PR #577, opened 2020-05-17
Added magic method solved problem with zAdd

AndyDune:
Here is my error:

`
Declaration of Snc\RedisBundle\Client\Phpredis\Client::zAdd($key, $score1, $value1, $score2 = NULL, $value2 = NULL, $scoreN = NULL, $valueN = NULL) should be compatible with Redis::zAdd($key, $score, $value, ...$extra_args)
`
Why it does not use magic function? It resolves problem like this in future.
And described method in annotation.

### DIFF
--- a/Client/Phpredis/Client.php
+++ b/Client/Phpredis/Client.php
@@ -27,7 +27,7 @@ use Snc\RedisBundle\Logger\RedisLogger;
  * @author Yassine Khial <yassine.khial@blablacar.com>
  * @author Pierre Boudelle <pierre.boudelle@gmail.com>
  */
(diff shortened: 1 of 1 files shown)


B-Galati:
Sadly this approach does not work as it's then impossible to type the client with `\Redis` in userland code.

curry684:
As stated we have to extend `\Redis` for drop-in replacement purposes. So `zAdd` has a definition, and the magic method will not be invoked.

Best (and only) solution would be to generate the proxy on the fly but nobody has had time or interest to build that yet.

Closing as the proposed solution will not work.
■ ■ ■
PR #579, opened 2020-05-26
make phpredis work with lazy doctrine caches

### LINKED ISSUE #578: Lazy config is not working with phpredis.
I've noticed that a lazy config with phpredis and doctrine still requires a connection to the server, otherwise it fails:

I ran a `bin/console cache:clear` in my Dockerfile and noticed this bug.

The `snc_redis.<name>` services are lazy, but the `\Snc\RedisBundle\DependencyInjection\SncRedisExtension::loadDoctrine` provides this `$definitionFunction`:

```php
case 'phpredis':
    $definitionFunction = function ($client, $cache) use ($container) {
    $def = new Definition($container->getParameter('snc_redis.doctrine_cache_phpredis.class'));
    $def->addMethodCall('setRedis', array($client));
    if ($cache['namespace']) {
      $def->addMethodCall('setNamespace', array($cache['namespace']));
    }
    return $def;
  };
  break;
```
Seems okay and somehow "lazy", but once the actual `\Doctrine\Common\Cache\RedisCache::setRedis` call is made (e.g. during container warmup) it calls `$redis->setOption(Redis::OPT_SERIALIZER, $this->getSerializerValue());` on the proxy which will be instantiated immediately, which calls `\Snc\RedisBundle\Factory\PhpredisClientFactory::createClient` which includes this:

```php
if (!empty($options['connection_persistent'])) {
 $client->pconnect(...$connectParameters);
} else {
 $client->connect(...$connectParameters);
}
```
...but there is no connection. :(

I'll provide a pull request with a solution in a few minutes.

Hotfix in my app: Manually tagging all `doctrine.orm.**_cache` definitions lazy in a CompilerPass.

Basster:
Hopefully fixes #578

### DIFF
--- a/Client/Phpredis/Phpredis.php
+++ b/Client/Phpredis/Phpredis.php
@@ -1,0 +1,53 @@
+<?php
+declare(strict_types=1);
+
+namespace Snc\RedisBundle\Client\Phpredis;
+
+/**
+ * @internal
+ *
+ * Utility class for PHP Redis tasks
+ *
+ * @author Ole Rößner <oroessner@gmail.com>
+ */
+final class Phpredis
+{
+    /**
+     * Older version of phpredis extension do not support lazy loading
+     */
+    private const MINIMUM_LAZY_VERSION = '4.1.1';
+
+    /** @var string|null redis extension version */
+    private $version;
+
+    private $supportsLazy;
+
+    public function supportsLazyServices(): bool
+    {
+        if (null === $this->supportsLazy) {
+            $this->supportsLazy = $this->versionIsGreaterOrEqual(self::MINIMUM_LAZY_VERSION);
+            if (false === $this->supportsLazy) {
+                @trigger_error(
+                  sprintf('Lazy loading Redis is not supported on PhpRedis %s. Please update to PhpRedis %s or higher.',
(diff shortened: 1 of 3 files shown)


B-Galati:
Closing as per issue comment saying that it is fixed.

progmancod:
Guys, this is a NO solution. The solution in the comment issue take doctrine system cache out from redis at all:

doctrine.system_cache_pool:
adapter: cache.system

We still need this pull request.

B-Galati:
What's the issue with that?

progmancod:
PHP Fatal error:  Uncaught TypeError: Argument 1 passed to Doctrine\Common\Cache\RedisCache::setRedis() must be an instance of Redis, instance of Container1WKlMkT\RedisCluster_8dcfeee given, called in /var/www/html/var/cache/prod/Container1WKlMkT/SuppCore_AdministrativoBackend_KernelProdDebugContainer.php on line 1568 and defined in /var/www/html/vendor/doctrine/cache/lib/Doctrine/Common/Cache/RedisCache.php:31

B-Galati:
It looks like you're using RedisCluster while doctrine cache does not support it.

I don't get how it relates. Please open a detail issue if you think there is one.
■ ■ ■
• [Directions for this task]:
Only those lines of the entries above that run from the line containing "-27,7 +27,7 @@ use Snc\RedisBundle\Logger\RedisLogger;" to the line containing "Closing as the", both included, should be transcribed exactly.

• [Output]:
@@ -27,7 +27,7 @@ use Snc\RedisBundle\Logger\RedisLogger;
  * @author Yassine Khial <yassine.khial@blablacar.com>
  * @author Pierre Boudelle <pierre.boudelle@gmail.com>
  */
(diff shortened: 1 of 1 files shown)


B-Galati:
Sadly this approach does not work as it's then impossible to type the client with `\Redis` in userland code.

curry684:
As stated we have to extend `\Redis` for drop-in replacement purposes. So `zAdd` has a definition, and the magic method will not be invoked.

Best (and only) solution would be to generate the proxy on the fly but nobody has had time or interest to build that yet.

Closing as the proposed solution will not work.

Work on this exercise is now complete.